There's a secret Justice Department memo that's been leaked to the press and it reveals the Obama administration's legal justification for targeting American suspects who are terrorists overseas with drone strikes.

Attorney General Eric Holder defended this controversy today.

(BEGIN VIDEO CLIP)

ATTORNEY GENERAL ERIC HOLDER: We have, as a basis for action that we take, a congressional statute that allows us to operate against al Qaeda and associated entities not only in Pakistan or not only in Afghanistan but other parts of the world. We say that we only take these kinds of actions when there's an imminent threat, when capture is not feasible and when we are confident that we're doing so in a way that's consistent with federal and international law.

(END VIDEO CLIP)

PERINO: So, drone attacks not new. We've known for a while that the Obama administration has been using them. But the legal justification was something that was revealed and will probably be a big topic at Brennan's hearing on Thursday when he goes before the Senate about the CIA. Can I play a sound bite and I go back?

OK. This is Jonathan Karl and Jay Carney at a briefing earlier.

(BEGIN VIDEO CLIP)

JONATHAN KARL, ABC NEWS: How does dropping a bomb on an American citizen without any judicial review, any trial, not raise the very human rights questions or more human rights questions than something like waterboarding?

JAY CARNEY, WHITE HOUSE PRESS SECRETARY: The questions around this issue are important and the president takes them seriously.

KARL: But let's be clear, this is giving legal justification for killing American citizens without any trial whatsoever, without any evidence.

CARNEY: I would point you to the ample judicial precedent for the idea that someone who takes up arms against the United States, in a war against the United States, is an enemy.

(END VIDEO CLIP)

PERINO: All right. Bob, you wanted to say something?

BOB BECKEL, CO-HOST: Yes. I -- Holder said, he said imminent threat to the United States. Let me read from this memo they're talking about.

The condition that an operational leader presents an imminent threat to violent attack against the United States does not require the United States to have clear evidence of a specific attack in U.S. persons and interests will take place in the immediate future.

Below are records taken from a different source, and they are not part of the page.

PR #18282, opened 2020-07-10
Update presubmit config for gce pd repo

jingxu97:
change build from ci/latest to ci/k8s-master to make sure windows
binaries are build

### DIFF
--- a/config/jobs/kubernetes-sigs/gcp-compute-persistent-disk-csi-driver/gcp-compute-persistent-disk-csi-driver-windows.yaml
+++ b/config/jobs/kubernetes-sigs/gcp-compute-persistent-disk-csi-driver/gcp-compute-persistent-disk-csi-driver-windows.yaml
@@ -66,7 +66,7 @@ presubmits:
         args:
         - --check-leaked-resources
         - --cluster=
-        - --extract=ci/latest
+        - --extract=ci/k8s-master
         - --gcp-zone=us-west1-b
         - --ginkgo-parallel=8
         - --provider=gce


config/jobs/kubernetes-sigs/gcp-compute-persistent-disk-csi-driver/gcp-compute-persistent-disk-csi-driver-windows.yaml
```diff
@@ -66,7 +66,7 @@ presubmits:
         args:
         - --check-leaked-resources
         - --cluster=
-        - --extract=ci/latest
```
amwat, line 69: /lgtm

note that they aren't the same version, so i'm not entirely sure what this test aims to target.
this change will start using https://storage.googleapis.com/kubernetes-release-dev/ci/k8s-master.txt version
instead of https://storage.googleapis.com/kubernetes-release-dev/ci/latest.txt

Side note, since this looks like a presubmit, should this instead try to build binaries from source?
some more testing info here: https://github.com/kubernetes/community/blob/master/contributors/devel/sig-testing/e2e-tests.md#extracting-a-specific-version-of-kubernetes


/hold

jingxu97: This presubmit job is for gce pd csi driver repo. It does not change anything in k/k repo, just use the e2e tests there. It will make build for gce-pd-csi repo. So I think k8s-master version should be good for this purpose.

amwat: /hold cancel

PR #22933, opened 2021-07-19
Add presubmit Prow jobs for kubetest2 gke deployer

chizhg:
Fixes https://github.com/kubernetes-sigs/kubetest2/issues/152

### DIFF
--- a/config/jobs/kubernetes-sigs/kubetest2/kubetest2-gke-presubmits.yaml
+++ b/config/jobs/kubernetes-sigs/kubetest2/kubetest2-gke-presubmits.yaml
@@ -1,0 +1,32 @@
+presubmits:
+  kubernetes-sigs/kubetest2:
+  - name: gke-up-down-singlecluster
+    decorate: true
+    run_if_changed: "kubetest2-gke/.*"
+    labels:
+      preset-service-account: "true"
+      preset-k8s-ssh: "true"
+    spec:
+      containers:
+      - image: gcr.io/k8s-testimages/kubekins-e2e:v20210715-521d667-master
+        command:
+        - "runner.sh"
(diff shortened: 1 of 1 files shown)


config/jobs/kubernetes-sigs/kubetest2/kubetest2-gke-presubmits.yaml
```diff
@@ -0,0 +1,42 @@
...
+      containers:
+      - image: gcr.io/k8s-testimages/kubekins-e2e:v20210715-521d667-master
+        command:
+        - "runner.sh"
+        args:
+        - "./kubetest2-gke/ci-tests/buildupdown.sh"
+        - "--cluster-topology"
+        - "mc"
+        - "--build-strategy"
+        - "gke_make"
```
amwat, line 40: let's drop --build in upstream jobs since we won't have the sources.

chizhg: Got it, changed to `bazel`, if it is supported for OSS.

amwat: bazel is definitely not supported. I think it's fine to just drop build altogether and just have up down

chizhg: Thanks for the clarification. Removed.

amwat (commented):
/lgtm
/approve

/hold
do we want to start with a non blocking job and then make it blocking?

chizhg:
/unhold
I'll monitor the job runs and fix them as soon as I find any issues.

PR #22934, opened 2021-07-19
Use systemd cgroup driver with containerd cgroupv2 Tests

adisky:
runc recommends to use systemd cgroup driver with cgroupv2
https://github.com/opencontainers/runc/blob/master/docs/cgroup-v2.md#systemd


adisky:
Marking as WIP, since containerd config also needs to be updated to use systemd cgroup driver.

adisky:
cc @dims

adisky:
/unhold
containerd PR is merged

In other words, they have -- they can drop a drone on somebody who's a U.S. citizens and with no justification whatsoever as Jonathan Karl pointed out. This is basically murder without having any evidence behind it.

And the idea that somehow you can do this without some clear -- I mean, I can understand if there's a plot being raised by U.S. citizens and you knew about it, but in this case they say specifically you don't have to have that evidence.

KIMBERLY GUILFOYLE, CO-HOST: Oh, now you're being negative on Obama.

BECKEL: It's policy.

ANDREA TANTAROS, CO-HOST: Did I hallucinate?

PERINO: No, it's actually -- I appreciate the intellectual honesty though about that, because one of the questions has been, Greg, that -- age-old question -- if Bush had done that --

GREG GUTFELD, CO-HOST: Yes.

PERINO: -- the Web site I should have created --

GUTFELD: I know.

PERINO: -- when it was revealed that President Bush had authorized the listening and the surveillance of telephone calls between an American or somebody on American soil, could be an American or terrorist, and somebody overseas, it was mayhem and it ruined a very good program. And now, President Obama is doing drone attacks and the left is sort the cats got their tongue.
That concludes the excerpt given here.